Порыв ветра возвещает о появлении Рохл, она раскраснелась, сквозь рукава свитера видно, какие у нее длинные, тонкие руки. К чему такие красивые, изящные руки в этой ортодоксальной среде, думает Парвиз. К чему, раз им не обнять тех, кто ценит красоту. Рохл, как обычно, ставит пакет с отцовым обедом на прилавок.
— Рохл, ты почему не в пальто? — спрашивает отец. — Ты же наверняка замерзла?
— Забыла в лавке.
— Забыла в лавке? Господи, Рохл, вечно ты витаешь в облаках… Сходи за ним, не то завтра придется идти в школу без пальто.
— Некогда. Надо помочь маме приготовить ужин. Скоро придут Довид и Хана.
Парвиз сквозь клубы пара смотрит на Рохл.
— Я могу после работы заскочить в лавку, — вызывается он. — Отнесу пальто к вам.

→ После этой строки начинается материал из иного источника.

PR #3115, opened 2025-02-12
feat: implement `package.build.configuration` parsing

wolfv:
This is the starting point to supply additional arguments to the build backend. My current goal is to add some CMake arguments that will then be used by the CMake build backend.

With these changes and the corresponding PR in `pixi-build-backends`, the following code works:

```toml
# ...

[package]
name = "lfortran"
version = "1"
description = "Modern interactive LLVM-based Fortran compiler"
authors = ["LFortran Maintainers <lfortran@groups.io>"]

[package.build]
backend = { name = "pixi-build-cmake", version = ">=0.1.0" }
channels = [
]

[package.build.configuration]
extra-args = [
    "-DWITH_LLVM=yes",
    "-DLFORTRAN_BUILD_ALL=yes",
    "-DWITH_STACKTRACE=yes",
    "-DWITH_RUNTIME_STACKTRACE=yes",
    "-DWITH_LSP=yes",
]

# ...
```


crates/pixi_build_frontend/src/protocols/builders/pixi.rs
```diff
@@ -80,12 +80,17 @@ impl ProtocolBuilder {
         workspace_manifest: WorkspaceManifest,
         package_manifest: PackageManifest,
     ) -> Self {
+        let configuration = package_manifest.build.configuration.clone().map(|v| {
+            v.deserialize_into()
+                .expect("Configuration dictionary should be serializable to JSON")
```
wolfv, line 85: This should be fine because we convert from `serde_value` to `serde_json` (to a dictionary with no fixed shape), and we come from TOML so all types should be good.

tdejager (approved):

Впервые за все это время Рохл останавливает на нем взгляд.
— Спасибо! Вы очень любезны.
Когда девушка уходит, Парвиза вдруг захлестывает волна счастья: он надеется, что поручением вечер не закончится.

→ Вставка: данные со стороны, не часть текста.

PR #3125, opened 2025-02-13
chore: improve error messages on prefix issues

ruben-arts:
Instead of:
```
❯ pixi i
Error: 
  ╰─▶ EOF while parsing a value at line 1 column 0
```

You'll now get errors like:
```
❯ pixi i
Error: 
  × failed to collect prefix records from '/Users/rubenarts/dev/pixi/examples/conda_mapping/.pixi/envs/default'
  ╰─▶ EOF while parsing a value at line 1 column 0
  help: try `pixi clean` to reset the environment and run the command again
```

This doesn't solve the issue but might help the users who walk into similar issues. The actual issue is described in: https://github.com/conda/rattler/issues/1062

### DIFF
--- a/src/environment/conda_prefix.rs
+++ b/src/environment/conda_prefix.rs
@@ -192,9 +192,7 @@ impl CondaPrefixUpdater {
                     tokio::task::spawn_blocking(move || prefix_clone.find_installed_packages())
                         .unwrap_or_else(|e| match e.try_into_panic() {
                             Ok(panic) => std::panic::resume_unwind(panic),
-                            Err(e) => {
-                                std::panic::resume_unwind(Box::new(PrefixError::JoinError(e)))
-                            }
+                            Err(_e) => Err(PrefixError::JoinError),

— Спасибо, Парвиз! — благодарит его Залман. — Вообще-то, тебе приятно будет познакомиться с мистером Брухимом, хозяином лавки, где работает Рохл. Он, как и ты, иранец. Они с женой приехали в Америку, тут она его бросила, и бедняга в таком почтенном возрасте оказался на улице. Жена выжала из мужа все, что можно! Они тридцать лет прожили вместе, и тут — на тебе, он ей больше не нужен. Само собой, опекунство над обеими дочерьми присудили ей. Несколько месяцев мистер Брухим жил в машине, питался консервами: фасолью и тунцом. Дочь, примерно одного возраста с Рохл, иногда тайком приходила к отцу, приносила поесть. В конце концов он пришел в нашу общину, мы помогли ему. И он обосновался здесь. У него квартира, цветочная лавка и, благослови его Господь, собака. Он говорит, что на женщин даже не смотрит. Оно и понятно, после всего пережитого.